Table 1 Baseline characteristics of participants.

Associations between serum PUFAS and BMD

We performed a weighted multiple linear regression model to investigate the relationship between serum PUFAs and BMD. After all the covariates were adjusted (model 3), we found that serum DPA was positively associated with head BMD (β = 0.0015, 95% Cl: 0.0004,0.0026, P = 0.008296) and lumbar spine BMD (β = 0.0005, 95% Cl: 0.0000,0.0010, P = 0.036093), serum EDA was negatively associated with thoracic spine BMD (β = -0.0008, 95% Cl: -0.0016,-0.0000, P = 0.045355). No relationship was observed between serum PUFAs and trunk BMD and total BMD, result details are shown in Table 2.

TABLE 2

Table 2 Relationship between serum PUFAs and BMD.

Smoothed curve fitting and threshold effect analysis

Smoothed curve fitting revealed the linear association between serum DPA and head BMD (Figure 2), serum EDA, and thoracic spine BMD (Figure 3). A nonlinear association was found between serum DPA and lumbar BMD (Figure 4). Threshold effect analysis by using a two-piecewise linear regression model indicated the turning point of serum DPA was 81.4umol/L (Table 3). Serum DPA was positively associated with lumbar spine BMD (β = 0.0007, 95% Cl: 0.0001, 0.0012, P = 0.0208) when serum DPA <81.4umol/L. When serum DPA > 81.4umol/L, the relationship was not significant (β = 0.0001, 95% Cl: -0.0008, 0.0010, P = 0.8507).

FIGURE 2

Figure 2 The association between serum DPA and head BMD. (A) each black point represents a sample. (B) the solid black line represents the smooth curve fit between variables.

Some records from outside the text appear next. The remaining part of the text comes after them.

Issue #1190, opened 2025-09-11
ElasticsearchAPIConnector searchTerm with white space throws error


lluisemper:
**Describe the bug**
If to the searchTerm I add a whitespace the package search-ui-elasticsearch-connector throws and error internally.

**To Reproduce**
By doing a post request using postman to `"/api/search"` it will throw an error if the searchTerm includes a white space between 2 characters. If I remove the white space it works as it should.

I created a small express server to reproduce this:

Dotted line bands represent the 95% confidence interval of the fit. Age, gender, race, educational level, BMI, moderate recreational activities, smoked at least 100 cigarettes in life, alkaline phosphatase, serum phosphorus, serum calcium, serum bilirubin, uric acid, total cholesterol, triglyceride, glycohemoglobin, urine albumin creatinine ratio were adjusted.

FIGURE 3

Figure 3 The association between serum EDA and thoracic spine BMD. (A) each black point represents a sample. (B) the solid black line represents the smooth curve fit between variables. Dotted line bands represent the 95% confidence interval of the fit. Age, gender, race, educational level, BMI, moderate recreational activities, smoked at least 100 cigarettes in life, alkaline phosphatase, serum phosphorus, serum calcium, serum bilirubin, uric acid, total cholesterol, triglyceride, glycohemoglobin, urine albumin creatinine ratio were adjusted.

FIGURE 4

Figure 4 The association between serum DPA and lumbar spine BMD. (A) each black point represents a sample. (B) the solid black line represents the smooth curve fit between variables. Dotted line bands represent the 95% confidence interval of the fit. Age, gender, race, educational level, BMI, moderate recreational activities, smoked at least 100 cigarettes in life, alkaline phosphatase, serum phosphorus, serum calcium, serum bilirubin, uric acid, total cholesterol, triglyceride, glycohemoglobin, urine albumin creatinine ratio were adjusted.

TABLE 3

Table 3 Threshold effect analysis of serum DPA (umol/L) and lumbar spine BMD(g/cm2) using two-piecewise linear regression model.

Subgroup analysis

Furthermore, we conducted a subgroup analysis by age, gender, and race. In terms of serum DPA and head BMD, when stratified by age, a positive association between serum DPA and head BMD was observed in the subgroup aged 50-59 Years (β = 0.0025, 95% Cl: 0.0002,0.0049, P = 0.035249). When stratified by gender, we found that serum DPA was positively associated with head BMD in females (β = 0.0026, 95% Cl: 0.0008,0.0044, P = 0.005005), the result was shown in Table 4. In terms of serum DPA and lumbar spine BMD, we found a positive relationship in females (β = 0.0008, 95% Cl: 0.0001, 0.0015, P = 0.017900) when stratified by gender, the result was shown in Table 5. In terms of serum EDA and thoracic spine BMD, a negative association was found in the subgroup aged 30-39 Years (β = -0.0016, 95% Cl: -0.0031, -0.0001, P = 0.041331), males (β = -0.0012, 95% Cl: -0.0023, -0.0001, P = 0.039364) and other race (β = -0.0021, 95% Cl: -0.0037, -0.0006, P = 0.008059) when stratified by age, gender and race respectively, the result was shown in Table 6.

TABLE 4

Table 4 Subgroup analysis of the relationship between serum DPA and head BMD.

TABLE 5

Table 5 Subgroup analysis of the relationship between serum DPA and lumbar spine BMD.

TABLE 6

Table 6 Subgroup analysis of the relationship between serum EDA and thoracic spine BMD.

Discussion

For the first time, we utilized the NHANES database to evaluate the association between serum PUFAs and BMD. This study demonstrated a nonlinear positive association between serum DPA and lumbar spine BMD, a linear positive relationship between serum DPA and head BMD, and a linear negative correlation between serum EDA and thoracic spine BMD in US adults. Therefore, we speculated that serum n-3 PUFAs were beneficial for BMD, while n-6 PUFAs had the opposite effect.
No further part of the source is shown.